## Problem to solve
Go over the data and copy out each line with "lang" in it.

## Records for the task
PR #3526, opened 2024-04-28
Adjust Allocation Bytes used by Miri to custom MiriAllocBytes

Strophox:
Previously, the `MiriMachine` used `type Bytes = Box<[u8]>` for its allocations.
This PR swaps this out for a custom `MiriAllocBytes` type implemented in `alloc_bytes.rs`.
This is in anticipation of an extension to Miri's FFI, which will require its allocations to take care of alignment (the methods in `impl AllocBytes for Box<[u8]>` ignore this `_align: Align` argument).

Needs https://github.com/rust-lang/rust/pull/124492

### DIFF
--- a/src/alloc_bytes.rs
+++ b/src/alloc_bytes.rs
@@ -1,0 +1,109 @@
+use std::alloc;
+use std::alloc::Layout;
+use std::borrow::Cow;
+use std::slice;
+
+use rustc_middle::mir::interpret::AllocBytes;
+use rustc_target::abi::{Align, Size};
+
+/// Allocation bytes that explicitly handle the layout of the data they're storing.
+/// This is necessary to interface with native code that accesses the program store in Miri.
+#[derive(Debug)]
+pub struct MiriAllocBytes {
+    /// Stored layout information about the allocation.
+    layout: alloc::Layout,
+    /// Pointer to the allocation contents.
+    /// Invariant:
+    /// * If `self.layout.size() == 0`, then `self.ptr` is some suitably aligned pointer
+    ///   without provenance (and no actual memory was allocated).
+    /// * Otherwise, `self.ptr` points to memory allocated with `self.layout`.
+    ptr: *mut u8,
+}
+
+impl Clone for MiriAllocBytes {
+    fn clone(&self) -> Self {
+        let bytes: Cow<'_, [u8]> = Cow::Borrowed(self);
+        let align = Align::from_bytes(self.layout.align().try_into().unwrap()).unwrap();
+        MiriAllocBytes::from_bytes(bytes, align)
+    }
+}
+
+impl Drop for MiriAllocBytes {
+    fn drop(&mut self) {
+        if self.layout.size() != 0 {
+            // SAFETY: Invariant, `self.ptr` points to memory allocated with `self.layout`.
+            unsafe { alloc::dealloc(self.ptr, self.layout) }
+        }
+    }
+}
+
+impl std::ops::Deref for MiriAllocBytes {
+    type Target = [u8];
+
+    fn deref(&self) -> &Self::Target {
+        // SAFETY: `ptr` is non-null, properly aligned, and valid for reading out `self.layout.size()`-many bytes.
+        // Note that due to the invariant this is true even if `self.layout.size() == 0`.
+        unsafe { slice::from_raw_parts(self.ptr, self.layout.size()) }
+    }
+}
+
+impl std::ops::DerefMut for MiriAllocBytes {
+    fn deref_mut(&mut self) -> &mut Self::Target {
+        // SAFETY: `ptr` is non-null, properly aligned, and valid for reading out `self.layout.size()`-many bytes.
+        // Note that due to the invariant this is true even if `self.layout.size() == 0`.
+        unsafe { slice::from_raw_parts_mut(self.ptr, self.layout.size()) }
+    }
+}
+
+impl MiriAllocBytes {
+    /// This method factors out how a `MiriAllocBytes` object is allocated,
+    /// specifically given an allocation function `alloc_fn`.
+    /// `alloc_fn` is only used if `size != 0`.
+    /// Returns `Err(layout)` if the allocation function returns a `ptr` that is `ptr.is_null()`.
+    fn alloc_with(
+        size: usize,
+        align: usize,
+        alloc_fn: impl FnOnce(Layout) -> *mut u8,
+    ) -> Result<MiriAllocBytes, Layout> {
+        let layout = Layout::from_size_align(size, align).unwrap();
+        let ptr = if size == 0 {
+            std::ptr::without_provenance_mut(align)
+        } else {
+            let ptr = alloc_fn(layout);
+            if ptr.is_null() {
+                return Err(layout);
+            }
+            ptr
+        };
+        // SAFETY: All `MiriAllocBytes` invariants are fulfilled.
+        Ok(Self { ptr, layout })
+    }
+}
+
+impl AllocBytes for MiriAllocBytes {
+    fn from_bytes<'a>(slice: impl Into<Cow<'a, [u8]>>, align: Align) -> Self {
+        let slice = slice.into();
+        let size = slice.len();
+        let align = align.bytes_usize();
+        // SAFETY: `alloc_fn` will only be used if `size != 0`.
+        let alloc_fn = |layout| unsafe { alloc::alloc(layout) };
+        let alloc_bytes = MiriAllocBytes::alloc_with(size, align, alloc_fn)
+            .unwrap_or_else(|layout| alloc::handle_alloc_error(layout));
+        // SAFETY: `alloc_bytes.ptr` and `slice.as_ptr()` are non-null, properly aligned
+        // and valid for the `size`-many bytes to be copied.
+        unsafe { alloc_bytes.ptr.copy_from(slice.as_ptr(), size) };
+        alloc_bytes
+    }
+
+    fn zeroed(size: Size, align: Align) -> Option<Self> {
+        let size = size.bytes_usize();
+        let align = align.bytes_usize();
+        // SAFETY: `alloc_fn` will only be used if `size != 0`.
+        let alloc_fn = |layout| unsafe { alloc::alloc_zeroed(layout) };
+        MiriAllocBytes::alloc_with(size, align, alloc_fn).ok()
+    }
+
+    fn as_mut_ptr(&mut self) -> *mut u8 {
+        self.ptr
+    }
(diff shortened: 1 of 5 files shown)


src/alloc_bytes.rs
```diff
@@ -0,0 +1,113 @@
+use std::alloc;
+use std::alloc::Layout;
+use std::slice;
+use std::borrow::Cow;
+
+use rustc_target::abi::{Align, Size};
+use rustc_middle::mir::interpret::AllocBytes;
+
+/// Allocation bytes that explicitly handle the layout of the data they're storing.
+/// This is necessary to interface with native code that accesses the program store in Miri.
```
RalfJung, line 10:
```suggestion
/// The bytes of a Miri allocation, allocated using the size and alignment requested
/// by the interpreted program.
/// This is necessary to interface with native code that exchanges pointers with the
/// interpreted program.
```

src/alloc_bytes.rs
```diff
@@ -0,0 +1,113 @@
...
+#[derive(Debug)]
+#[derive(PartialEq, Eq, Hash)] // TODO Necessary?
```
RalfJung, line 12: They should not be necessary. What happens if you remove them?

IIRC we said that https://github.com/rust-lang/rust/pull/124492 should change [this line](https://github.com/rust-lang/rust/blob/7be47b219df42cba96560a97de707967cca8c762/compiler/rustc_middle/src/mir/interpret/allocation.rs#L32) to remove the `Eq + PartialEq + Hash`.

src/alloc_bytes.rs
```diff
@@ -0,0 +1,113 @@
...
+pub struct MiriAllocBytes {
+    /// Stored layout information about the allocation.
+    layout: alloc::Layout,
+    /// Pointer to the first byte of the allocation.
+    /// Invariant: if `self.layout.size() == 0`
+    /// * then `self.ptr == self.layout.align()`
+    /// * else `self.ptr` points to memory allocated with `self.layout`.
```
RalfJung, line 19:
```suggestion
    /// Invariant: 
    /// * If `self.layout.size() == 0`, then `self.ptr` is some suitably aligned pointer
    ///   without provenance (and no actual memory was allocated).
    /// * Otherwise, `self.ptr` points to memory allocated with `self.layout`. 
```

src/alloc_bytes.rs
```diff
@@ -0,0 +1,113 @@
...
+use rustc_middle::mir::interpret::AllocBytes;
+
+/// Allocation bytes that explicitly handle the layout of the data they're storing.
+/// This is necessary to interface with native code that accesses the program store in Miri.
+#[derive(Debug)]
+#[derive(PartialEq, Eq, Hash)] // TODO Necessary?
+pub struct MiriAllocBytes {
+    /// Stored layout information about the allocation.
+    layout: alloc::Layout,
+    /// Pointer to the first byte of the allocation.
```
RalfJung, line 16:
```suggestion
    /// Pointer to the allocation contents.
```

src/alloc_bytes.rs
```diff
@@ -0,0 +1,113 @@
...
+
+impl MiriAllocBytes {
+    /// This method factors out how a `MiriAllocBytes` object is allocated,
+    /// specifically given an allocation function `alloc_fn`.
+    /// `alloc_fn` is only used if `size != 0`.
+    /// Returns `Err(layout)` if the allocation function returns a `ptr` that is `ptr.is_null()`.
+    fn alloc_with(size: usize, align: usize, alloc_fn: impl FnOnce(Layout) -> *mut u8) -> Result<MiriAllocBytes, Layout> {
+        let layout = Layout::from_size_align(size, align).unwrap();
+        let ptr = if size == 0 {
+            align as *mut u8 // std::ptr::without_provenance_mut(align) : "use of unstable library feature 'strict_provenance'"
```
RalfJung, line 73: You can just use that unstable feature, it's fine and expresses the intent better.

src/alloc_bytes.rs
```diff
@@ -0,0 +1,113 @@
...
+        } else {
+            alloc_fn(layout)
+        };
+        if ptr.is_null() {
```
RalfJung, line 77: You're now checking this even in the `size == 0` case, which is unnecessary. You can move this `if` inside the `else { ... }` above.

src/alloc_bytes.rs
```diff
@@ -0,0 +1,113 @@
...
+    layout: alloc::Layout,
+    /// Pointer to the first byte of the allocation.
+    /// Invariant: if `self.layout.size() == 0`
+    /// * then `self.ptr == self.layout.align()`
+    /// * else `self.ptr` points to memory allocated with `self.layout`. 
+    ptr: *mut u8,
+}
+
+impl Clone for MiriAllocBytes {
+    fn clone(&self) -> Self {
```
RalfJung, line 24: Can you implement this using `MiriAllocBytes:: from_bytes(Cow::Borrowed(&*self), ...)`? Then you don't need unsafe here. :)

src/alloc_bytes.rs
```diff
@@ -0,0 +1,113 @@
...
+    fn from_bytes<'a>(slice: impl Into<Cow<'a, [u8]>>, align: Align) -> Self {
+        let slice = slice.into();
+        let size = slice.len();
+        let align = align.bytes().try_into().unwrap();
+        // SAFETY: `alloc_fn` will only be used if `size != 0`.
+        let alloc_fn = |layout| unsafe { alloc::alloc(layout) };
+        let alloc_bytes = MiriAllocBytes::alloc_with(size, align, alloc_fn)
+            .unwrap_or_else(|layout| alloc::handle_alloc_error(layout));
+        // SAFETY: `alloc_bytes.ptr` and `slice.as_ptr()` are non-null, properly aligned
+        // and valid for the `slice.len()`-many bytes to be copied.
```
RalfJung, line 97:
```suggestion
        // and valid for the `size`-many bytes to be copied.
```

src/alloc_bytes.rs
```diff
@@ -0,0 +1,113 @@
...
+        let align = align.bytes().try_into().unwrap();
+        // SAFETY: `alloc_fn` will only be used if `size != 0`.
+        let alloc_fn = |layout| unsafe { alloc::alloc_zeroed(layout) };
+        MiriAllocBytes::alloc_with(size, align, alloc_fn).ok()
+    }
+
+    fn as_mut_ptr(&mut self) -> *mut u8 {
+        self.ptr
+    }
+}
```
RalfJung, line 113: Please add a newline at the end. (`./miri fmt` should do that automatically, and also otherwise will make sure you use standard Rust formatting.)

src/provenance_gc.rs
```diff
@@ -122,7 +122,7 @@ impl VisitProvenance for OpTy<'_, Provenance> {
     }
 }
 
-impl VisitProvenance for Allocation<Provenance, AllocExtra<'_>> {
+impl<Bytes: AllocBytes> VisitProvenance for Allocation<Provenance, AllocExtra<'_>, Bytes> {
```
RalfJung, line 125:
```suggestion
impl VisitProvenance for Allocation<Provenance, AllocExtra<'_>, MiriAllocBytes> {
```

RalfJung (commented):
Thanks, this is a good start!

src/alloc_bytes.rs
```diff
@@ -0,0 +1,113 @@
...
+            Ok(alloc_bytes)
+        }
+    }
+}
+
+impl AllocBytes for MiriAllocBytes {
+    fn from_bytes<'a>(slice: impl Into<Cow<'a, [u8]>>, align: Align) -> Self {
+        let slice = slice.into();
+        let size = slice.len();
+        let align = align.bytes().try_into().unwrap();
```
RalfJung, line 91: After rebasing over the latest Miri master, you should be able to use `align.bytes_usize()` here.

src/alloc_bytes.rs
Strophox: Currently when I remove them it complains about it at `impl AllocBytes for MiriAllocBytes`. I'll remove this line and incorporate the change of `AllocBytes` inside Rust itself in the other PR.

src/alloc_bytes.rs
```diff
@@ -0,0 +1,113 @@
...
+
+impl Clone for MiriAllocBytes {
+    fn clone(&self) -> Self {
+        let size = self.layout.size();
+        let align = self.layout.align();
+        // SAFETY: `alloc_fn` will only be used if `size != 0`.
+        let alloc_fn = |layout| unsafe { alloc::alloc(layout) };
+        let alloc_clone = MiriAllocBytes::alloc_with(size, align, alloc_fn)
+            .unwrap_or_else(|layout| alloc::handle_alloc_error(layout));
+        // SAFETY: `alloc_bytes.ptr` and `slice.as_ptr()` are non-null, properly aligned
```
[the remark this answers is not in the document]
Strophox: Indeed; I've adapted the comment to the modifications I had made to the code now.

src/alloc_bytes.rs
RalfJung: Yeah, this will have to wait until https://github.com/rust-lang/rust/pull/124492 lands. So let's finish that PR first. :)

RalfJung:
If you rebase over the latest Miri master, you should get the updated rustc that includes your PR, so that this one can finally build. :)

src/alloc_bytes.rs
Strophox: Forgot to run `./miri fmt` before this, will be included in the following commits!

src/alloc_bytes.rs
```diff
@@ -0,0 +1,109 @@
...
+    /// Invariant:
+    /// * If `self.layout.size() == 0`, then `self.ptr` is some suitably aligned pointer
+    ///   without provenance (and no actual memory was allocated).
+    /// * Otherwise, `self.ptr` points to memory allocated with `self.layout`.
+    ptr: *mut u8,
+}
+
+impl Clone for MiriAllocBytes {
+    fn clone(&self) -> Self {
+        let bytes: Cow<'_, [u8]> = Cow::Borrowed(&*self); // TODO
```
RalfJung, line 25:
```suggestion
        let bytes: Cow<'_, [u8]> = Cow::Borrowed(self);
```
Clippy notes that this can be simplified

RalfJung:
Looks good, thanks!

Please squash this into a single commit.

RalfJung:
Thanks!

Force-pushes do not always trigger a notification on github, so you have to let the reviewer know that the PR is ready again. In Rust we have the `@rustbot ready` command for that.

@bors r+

## Answer box
Needs https://github.com/rust-lang/rust/pull/124492
IIRC we said that https://github.com/rust-lang/rust/pull/124492 should change [this line](https://github.com/rust-lang/rust/blob/7be47b219df42cba96560a97de707967cca8c762/compiler/rustc_middle/src/mir/interpret/allocation.rs#L32) to remove the `Eq + PartialEq + Hash`.
RalfJung: Yeah, this will have to wait until https://github.com/rust-lang/rust/pull/124492 lands. So let's finish that PR first. :)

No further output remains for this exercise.